[RECORDS TO PROCESS]

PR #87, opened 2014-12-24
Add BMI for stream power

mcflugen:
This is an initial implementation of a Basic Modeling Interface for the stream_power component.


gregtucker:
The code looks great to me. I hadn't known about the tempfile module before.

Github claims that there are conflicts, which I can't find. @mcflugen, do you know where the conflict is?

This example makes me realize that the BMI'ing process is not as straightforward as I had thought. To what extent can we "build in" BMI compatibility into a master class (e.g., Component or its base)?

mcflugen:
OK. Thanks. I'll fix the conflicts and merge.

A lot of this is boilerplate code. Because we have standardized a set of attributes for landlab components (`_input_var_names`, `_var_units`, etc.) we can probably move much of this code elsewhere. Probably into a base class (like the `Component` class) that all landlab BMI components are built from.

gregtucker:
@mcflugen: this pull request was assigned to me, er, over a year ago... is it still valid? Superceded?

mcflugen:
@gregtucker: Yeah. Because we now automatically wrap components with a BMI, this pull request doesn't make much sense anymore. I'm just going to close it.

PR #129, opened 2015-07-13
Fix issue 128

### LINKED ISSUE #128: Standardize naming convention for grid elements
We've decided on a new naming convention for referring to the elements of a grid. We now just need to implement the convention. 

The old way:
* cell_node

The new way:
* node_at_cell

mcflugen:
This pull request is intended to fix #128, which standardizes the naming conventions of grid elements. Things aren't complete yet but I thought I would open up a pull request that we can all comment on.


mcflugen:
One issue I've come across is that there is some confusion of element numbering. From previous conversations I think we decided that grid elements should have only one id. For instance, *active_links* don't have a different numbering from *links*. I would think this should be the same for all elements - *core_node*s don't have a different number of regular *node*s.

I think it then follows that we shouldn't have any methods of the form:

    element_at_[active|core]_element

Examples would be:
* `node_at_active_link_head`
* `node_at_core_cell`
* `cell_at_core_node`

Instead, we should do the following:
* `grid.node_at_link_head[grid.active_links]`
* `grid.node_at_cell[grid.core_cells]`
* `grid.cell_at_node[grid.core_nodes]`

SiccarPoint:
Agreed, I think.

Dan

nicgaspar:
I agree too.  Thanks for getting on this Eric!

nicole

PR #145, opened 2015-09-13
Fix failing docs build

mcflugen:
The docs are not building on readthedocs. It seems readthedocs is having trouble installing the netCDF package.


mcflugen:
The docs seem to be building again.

[/RECORDS TO PROCESS]
[RECORDS TO PROCESS]

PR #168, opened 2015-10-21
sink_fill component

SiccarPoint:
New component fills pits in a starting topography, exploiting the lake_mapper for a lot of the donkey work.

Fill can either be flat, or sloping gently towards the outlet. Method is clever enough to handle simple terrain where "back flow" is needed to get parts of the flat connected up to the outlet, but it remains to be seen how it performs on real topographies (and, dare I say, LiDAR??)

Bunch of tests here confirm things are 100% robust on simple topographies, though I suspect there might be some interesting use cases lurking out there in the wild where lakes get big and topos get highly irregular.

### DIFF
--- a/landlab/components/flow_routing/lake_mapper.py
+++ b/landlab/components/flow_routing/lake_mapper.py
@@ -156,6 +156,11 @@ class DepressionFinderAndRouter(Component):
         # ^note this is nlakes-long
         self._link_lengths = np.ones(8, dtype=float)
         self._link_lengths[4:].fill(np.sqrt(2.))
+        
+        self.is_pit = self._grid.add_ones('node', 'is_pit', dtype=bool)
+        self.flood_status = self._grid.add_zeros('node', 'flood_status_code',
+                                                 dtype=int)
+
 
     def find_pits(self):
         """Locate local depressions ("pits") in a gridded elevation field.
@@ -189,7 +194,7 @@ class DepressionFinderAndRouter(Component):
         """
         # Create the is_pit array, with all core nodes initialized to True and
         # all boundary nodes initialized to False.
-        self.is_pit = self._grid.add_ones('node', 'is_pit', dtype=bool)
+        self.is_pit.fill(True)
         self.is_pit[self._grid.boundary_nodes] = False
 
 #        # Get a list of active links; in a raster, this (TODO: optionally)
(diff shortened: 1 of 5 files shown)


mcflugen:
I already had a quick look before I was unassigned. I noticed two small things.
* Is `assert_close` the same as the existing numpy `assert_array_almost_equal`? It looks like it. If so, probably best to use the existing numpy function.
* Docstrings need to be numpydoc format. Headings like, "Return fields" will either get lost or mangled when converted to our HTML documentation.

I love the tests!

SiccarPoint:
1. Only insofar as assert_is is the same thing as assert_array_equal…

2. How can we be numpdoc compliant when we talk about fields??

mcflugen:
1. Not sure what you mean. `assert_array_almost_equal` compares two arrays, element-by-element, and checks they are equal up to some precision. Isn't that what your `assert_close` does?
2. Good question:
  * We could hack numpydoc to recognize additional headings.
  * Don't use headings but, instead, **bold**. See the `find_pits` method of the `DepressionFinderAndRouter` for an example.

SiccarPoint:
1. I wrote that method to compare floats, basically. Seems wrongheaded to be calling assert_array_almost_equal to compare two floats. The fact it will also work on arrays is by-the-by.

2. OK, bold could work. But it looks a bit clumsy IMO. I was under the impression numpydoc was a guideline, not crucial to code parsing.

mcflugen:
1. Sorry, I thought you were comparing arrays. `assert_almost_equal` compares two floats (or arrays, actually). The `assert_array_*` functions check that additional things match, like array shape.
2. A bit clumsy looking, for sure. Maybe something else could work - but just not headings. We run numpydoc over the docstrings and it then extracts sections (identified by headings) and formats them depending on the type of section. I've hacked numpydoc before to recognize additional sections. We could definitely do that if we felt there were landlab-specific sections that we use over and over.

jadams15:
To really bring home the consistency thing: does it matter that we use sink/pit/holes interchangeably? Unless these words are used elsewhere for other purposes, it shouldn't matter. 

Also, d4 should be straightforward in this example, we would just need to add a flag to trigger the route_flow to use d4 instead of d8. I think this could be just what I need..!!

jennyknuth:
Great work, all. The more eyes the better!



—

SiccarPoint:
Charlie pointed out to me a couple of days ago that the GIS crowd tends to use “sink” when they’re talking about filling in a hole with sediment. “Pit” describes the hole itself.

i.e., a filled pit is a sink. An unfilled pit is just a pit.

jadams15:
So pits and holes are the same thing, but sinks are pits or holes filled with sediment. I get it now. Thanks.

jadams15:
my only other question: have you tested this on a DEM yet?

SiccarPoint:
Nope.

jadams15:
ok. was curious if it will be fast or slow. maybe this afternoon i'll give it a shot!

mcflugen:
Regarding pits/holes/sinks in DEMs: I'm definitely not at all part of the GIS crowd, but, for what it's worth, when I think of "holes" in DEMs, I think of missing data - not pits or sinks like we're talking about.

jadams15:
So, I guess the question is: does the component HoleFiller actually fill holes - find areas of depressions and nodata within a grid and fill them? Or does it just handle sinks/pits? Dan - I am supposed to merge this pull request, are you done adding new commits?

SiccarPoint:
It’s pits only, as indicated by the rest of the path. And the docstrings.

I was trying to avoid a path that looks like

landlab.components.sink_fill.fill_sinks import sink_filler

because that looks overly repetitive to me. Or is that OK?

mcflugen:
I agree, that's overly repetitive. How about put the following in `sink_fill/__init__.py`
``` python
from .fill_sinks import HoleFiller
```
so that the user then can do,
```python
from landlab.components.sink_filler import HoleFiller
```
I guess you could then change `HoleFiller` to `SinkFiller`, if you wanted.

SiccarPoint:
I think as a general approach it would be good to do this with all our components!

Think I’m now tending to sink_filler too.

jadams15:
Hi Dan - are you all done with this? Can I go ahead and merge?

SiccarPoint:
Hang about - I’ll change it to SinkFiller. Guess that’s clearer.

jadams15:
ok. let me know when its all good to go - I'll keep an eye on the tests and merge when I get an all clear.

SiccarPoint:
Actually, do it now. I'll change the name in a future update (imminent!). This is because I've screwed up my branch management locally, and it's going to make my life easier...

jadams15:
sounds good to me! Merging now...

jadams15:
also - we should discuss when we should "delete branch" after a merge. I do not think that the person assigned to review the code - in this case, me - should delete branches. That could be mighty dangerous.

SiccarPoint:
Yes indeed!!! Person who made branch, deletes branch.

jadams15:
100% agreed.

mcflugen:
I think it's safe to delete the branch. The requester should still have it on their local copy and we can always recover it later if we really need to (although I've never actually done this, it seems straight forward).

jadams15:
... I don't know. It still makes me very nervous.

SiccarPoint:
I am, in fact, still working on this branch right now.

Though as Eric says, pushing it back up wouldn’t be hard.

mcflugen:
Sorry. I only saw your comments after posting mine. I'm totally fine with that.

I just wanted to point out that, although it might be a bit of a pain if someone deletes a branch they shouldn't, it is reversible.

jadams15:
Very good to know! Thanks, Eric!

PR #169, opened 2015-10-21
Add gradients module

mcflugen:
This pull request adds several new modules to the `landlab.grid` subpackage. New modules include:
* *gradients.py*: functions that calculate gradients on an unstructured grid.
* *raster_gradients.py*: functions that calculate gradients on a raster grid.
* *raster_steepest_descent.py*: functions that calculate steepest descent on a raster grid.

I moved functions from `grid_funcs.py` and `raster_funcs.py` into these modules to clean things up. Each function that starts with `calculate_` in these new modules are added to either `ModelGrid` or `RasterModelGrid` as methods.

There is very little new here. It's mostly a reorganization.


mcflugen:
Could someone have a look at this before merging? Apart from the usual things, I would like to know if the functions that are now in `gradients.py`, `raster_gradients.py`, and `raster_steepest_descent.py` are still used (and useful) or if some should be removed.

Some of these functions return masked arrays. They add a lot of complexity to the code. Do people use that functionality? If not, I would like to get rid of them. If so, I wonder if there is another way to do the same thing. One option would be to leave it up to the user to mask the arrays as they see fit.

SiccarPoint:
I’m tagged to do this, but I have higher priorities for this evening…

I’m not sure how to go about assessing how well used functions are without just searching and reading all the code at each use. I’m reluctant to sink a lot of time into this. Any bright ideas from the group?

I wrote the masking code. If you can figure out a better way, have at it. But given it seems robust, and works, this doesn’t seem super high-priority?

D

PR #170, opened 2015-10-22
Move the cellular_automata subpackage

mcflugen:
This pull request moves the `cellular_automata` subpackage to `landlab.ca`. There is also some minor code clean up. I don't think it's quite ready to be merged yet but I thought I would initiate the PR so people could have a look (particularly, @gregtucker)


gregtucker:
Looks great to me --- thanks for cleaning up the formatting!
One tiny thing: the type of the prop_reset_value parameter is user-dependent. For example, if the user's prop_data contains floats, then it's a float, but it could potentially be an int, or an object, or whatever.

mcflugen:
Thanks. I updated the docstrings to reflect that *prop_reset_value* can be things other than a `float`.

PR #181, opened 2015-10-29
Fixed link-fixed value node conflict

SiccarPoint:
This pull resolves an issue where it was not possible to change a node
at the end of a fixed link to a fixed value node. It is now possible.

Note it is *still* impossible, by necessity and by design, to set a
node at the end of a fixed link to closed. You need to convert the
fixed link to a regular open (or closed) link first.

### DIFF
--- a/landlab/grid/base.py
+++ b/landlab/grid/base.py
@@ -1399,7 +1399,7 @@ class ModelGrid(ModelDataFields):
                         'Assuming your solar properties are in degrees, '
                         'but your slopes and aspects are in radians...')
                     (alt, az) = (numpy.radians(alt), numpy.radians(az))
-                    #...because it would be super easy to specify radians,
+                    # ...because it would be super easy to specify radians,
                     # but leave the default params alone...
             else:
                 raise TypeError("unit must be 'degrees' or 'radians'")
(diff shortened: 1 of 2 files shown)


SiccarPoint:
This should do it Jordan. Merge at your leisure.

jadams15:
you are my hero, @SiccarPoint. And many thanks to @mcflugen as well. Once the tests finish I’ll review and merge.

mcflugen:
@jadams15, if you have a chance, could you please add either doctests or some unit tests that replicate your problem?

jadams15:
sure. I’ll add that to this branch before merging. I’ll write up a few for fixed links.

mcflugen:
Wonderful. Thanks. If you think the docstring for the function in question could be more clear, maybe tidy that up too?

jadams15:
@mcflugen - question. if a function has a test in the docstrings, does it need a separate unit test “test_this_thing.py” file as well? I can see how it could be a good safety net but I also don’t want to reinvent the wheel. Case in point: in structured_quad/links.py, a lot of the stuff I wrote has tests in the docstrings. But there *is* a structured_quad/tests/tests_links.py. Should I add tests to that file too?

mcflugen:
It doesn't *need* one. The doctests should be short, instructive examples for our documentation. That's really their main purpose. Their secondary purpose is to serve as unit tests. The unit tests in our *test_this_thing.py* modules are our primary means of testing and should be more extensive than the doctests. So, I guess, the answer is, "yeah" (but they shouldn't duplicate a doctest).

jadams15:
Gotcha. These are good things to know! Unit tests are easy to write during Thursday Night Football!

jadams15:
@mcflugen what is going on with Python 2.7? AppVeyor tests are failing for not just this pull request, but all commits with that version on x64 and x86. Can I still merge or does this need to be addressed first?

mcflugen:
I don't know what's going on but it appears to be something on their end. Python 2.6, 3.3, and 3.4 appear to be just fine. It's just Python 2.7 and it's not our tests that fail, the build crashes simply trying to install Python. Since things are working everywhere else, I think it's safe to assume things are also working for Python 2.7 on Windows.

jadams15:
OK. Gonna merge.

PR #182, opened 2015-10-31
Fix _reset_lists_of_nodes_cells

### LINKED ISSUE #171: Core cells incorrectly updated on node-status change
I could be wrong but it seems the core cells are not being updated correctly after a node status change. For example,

[/RECORDS TO PROCESS]
[RECORDS TO PROCESS]

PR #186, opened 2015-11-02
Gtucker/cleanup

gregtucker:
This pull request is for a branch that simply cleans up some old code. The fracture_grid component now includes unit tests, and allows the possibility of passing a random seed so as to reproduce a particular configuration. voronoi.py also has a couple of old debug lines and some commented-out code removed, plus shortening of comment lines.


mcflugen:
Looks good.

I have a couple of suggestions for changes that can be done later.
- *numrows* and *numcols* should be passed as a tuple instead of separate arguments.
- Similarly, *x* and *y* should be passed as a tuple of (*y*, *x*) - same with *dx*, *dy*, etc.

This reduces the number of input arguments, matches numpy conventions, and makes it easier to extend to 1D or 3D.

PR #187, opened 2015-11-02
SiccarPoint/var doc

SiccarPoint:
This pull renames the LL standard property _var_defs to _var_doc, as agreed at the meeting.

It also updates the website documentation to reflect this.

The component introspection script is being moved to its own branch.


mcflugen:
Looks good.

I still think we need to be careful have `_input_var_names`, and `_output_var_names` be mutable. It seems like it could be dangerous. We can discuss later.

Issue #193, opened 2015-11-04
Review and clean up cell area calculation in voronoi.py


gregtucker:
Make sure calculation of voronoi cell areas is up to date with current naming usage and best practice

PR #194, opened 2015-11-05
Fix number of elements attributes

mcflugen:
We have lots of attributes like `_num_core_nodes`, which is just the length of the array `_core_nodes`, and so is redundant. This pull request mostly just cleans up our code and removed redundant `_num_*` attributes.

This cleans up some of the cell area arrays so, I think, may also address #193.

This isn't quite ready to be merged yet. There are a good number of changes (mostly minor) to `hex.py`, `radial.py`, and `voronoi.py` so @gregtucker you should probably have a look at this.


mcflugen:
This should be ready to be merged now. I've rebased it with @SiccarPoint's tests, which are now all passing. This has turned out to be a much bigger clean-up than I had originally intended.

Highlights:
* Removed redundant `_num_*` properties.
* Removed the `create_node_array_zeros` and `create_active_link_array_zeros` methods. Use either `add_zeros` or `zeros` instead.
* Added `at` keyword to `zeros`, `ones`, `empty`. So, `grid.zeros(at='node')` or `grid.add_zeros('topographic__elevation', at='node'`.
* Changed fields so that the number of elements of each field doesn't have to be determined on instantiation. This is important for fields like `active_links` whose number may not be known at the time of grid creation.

[/RECORDS TO PROCESS]

#### [PROBLEM TO SOLVE]
Nothing but lines that contain "radians" should appear in the answer. Copy each from the records.

#### [ANSWER FOR THIS EXERCISE]
                         'but your slopes and aspects are in radians...')
                     (alt, az) = (numpy.radians(alt), numpy.radians(az))
-                    #...because it would be super easy to specify radians,
+                    # ...because it would be super easy to specify radians,
                 raise TypeError("unit must be 'degrees' or 'radians'")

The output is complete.